### Work order
The answer must consist of every line below that holds the word "traffic".

(Stored data entries)
============================================================
PR #1520, opened 2021-11-10
diagnostic - target watch variable is broadcasted to all

### LINKED ISSUE #1521: Optimize CBA_targetWatch
Today we had an event with 56 players and we noticed that the TargetWatch variable generates unnecessary traffic. 
We have calculated that over 3 hours that would be 230 MB of traffic. After an optimization it would be only 4MB traffic.

To improve: https://github.com/CBATeam/CBA_A3/blob/master/addons/diagnostic/XEH_preInit.sqf#L48

Player A would like to know target debug variable, but CBA sends them to ALL

Also it would be optimal to set the interval of the query as a global CBA setting.

shukari:
- fix #1521
- this change will send the result only to the person how ask for it
- you can now set the refreshRate in the settings

### DIFF
--- a/addons/diagnostic/stringtable.xml
+++ b/addons/diagnostic/stringtable.xml
@@ -115,7 +115,7 @@
             <English>Refresh rate target watcher field</English>
         </Key>
         <Key ID="STR_CBA_Diagnostic_WatchInfoRefreshRateTooltip">
-            <English>Sets the refresh rate in seconds for the CBA target watcher fields to the right of the debug console</English>
+            <English>Refresh rate (in seconds) for the CBA target watcher fields to the right of the debug console.</English>
         </Key>
         <Key ID="STR_CBA_Diagnostic_ConsoleIndentSpaces">
             <English>4 Spaces</English>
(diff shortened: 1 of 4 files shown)


addons/diagnostic/stringtable.xml
```diff
@@ -111,6 +111,12 @@
             <French>Type d'indentation qui peut être employée dans la console de débogage.\nTab ajoute une indentation, et Shift + Tab en supprime une.</French>
             <Spanish>Tipo de sangría que se puede agregar a la expresión en la consola de depuración presionando la tecla Tab o eliminar presionando Shift + Tab</Spanish>
         </Key>
+        <Key ID="STR_CBA_Diagnostic_WatchInfoRefreshRate">
+            <English>Refresh rate target watcher field</English>
+        </Key>
+        <Key ID="STR_CBA_Diagnostic_WatchInfoRefreshRateTooltip">
+            <English>Sets the refresh rate in seconds for the CBA target watcher fields to the right of the debug console</English>
```
commy2, line 118:
```suggestion
            <English>Refresh rate (in seconds) for the CBA target watcher fields to the right of the debug console.</English>
```

commy2 (approved):
lgtm, maybe pabst double check

PabstMirror (approved):
LGTM

PabstMirror:
imho target debugging was really designed more for development and not "in-production"
but if it's getting used this way, there's no reason not to make it better

PR #1523, opened 2021-11-14
prevent switching accessory while in Zeus

ampersand38:
- title


commy2:
Seems sloppy. Like a proper fix would be needed anyway later. But w/e

commy2 (approved):

PR #1524, opened 2021-11-14
Update Mikero Tools to public version released 2021-11-06

Dahlgren:
- Update make.py to work both with previous and latest public tools
- Update GitHub Actions CI to use public Mikero Tools as of 2021-11-06


commy2:
What's broken in this version?

jonpas (approved):

PR #1527, opened 2021-11-27
Common - improve CBA_fnc_addMagazine and CBA_fnc_addMagazineCargo

Drofseh:
- improve CBA_fnc_addMagazineCargo by allowing the number of rounds to be specified.
- improve CBA_fnc_addMagazine by trying to add the magazine to vehicle _unit before throwing it out the window onto the ground, and also pass ammo count to CBA_fnc_addMagazineCargo, so that a partial mag doesn't magically become full
- requires #1528

### DIFF
--- a/addons/common/fnc_addMagazine.sqf
+++ b/addons/common/fnc_addMagazine.sqf
@@ -58,8 +58,8 @@ if (_verify) then {
 
         _return = true;
     } else {
-        private _vehicleUnit = vehicle _unit;
-        if (_vehicleUnit isEqualTo _unit) then {
+        private _vehicle = vehicle _unit;
+        if (_vehicle isEqualTo _unit) then {
             _unit switchMove "ainvpknlmstpslaywrfldnon_1";
 
             private _weaponHolder = nearestObject [_unit, "WeaponHolder"];
@@ -71,7 +71,7 @@ if (_verify) then {
 
             _return = [_weaponHolder, _item, 1, _verify, _ammo] call CBA_fnc_addMagazineCargo;
         } else {
-            _return = [_vehicleUnit, _item, 1, _verify, _ammo] call CBA_fnc_addMagazineCargo;
+            _return = [_vehicle, _item, 1, _verify, _ammo] call CBA_fnc_addMagazineCargo;
         };
     };
 } else {
--- a/addons/common/fnc_addMagazine.sqf
+++ b/addons/common/fnc_addMagazine.sqf
@@ -49,7 +49,7 @@ if (!isClass _config || {getNumber (_config >> "scope") < 2}) exitWith {
 };
 
 if (_verify) then {
-    if (_unit canAdd _item || {[_unit, _item, 1, true, true, true] call CBA_fnc_canAddItem}) then { // canAdd works for vehicles and units, CBA_fnc_canAddItem is more precise for units, but only try if canAdd fails for them
+    if ([_unit, _item, 1, true, true, true] call CBA_fnc_canAddItem) then {
         if (_ammo < 0) then {
             _unit addMagazine [_item, 1E6]; // addMagazine STRING is not synched when used on remote units. addMagazine ARRAY is.
         } else {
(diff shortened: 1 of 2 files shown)


addons/common/fnc_addMagazine.sqf
```diff
@@ -58,16 +58,21 @@ if (_verify) then {
...
+            if (isNull _weaponHolder || {_unit distance _weaponHolder > 2}) then {
+                _weaponHolder = createVehicle ["GroundWeaponHolder", [0,0,0], [], 0, "NONE"];
+                _weaponHolder setPosASL getPosASL _unit;
+            };
 
-        [_weaponHolder, _item] call CBA_fnc_addMagazineCargo;
+            _return = [_weaponHolder, _item, 1, _verify, _ammo] call CBA_fnc_addMagazineCargo;
+        } else {
+            _return = [_vehicleUnit, _item, 1, _verify, _ammo] call CBA_fnc_addMagazineCargo;
+        };
```
commy2, line 75:
```suggestion
        private _vehicle = vehicle _unit;
        if (_vehicle isEqualTo _unit) then {
            _unit switchMove "ainvpknlmstpslaywrfldnon_1";

        private _weaponHolder = nearestObject [_unit, "WeaponHolder"];
            private _weaponHolder = nearestObject [_unit, "WeaponHolder"];

        if (isNull _weaponHolder || {_unit distance _weaponHolder > 2}) then {
            _weaponHolder = createVehicle ["GroundWeaponHolder", [0,0,0], [], 0, "NONE"];
            _weaponHolder setPosASL getPosASL _unit;
        };
            if (isNull _weaponHolder || {_unit distance _weaponHolder > 2}) then {
                _weaponHolder = createVehicle ["GroundWeaponHolder", [0,0,0], [], 0, "NONE"];
                _weaponHolder setPosASL getPosASL _unit;
            };

        [_weaponHolder, _item] call CBA_fnc_addMagazineCargo;
            _return = [_weaponHolder, _item, 1, _verify, _ammo] call CBA_fnc_addMagazineCargo;
        } else {
            _return = [_vehicle, _item, 1, _verify, _ammo] call CBA_fnc_addMagazineCargo;
        };
```

addons/common/fnc_addMagazine.sqf
```diff
@@ -49,7 +49,7 @@ if (!isClass _config || {getNumber (_config >> "scope") < 2}) exitWith {
 };
 
 if (_verify) then {
-    if (_unit canAdd _item) then {
+    if (_unit canAdd _item || {[_unit, _item, 1, true, true, true] call CBA_fnc_canAddItem}) then { // canAdd works for vehicles and units, CBA_fnc_canAddItem is more precise for units, but only try if canAdd fails for them
```
commy2, line 52: Wouldn't inline a comment this long.

> CBA_fnc_canAddItem is more precise for units, but only try if canAdd fails for them

I have more questions now. What does `precise` mean in this context?

Drofseh: `canAdd` looks at total unit load and can return false for units when they do actually have space in a container.
`CBA_fnc_canAddItem` just checks each container directly and returns true if there is room.

I'd like to only use `CBA_fnc_canAddItem`, but `CBA_fnc_addMagazine` can take a vehicle as input, so we have to use `canAdd` as well for them.

commy2: Okay, so `canAdd` implies `canAddItem` for units.

Shouldn't we rewrite `canAddItem` to work on vehicles as well and drop `canAdd` entirely for this?

commy2:
- [ ] requires https://github.com/CBATeam/CBA_A3/pull/1528 to work

#1528 requires 2.08 commands. But perhaps I am missing something and it can be simplified to use [canAdd](https://community.bistudio.com/wiki/canAdd) instead? I am wondering why `CBA_fnc_canAddItem` does not use `canAdd` on the containers already.

PabstMirror (approved):
lgtm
============================================================
### Answer for this exercise
Today we had an event with 56 players and we noticed that the TargetWatch variable generates unnecessary traffic. 
We have calculated that over 3 hours that would be 230 MB of traffic. After an optimization it would be only 4MB traffic.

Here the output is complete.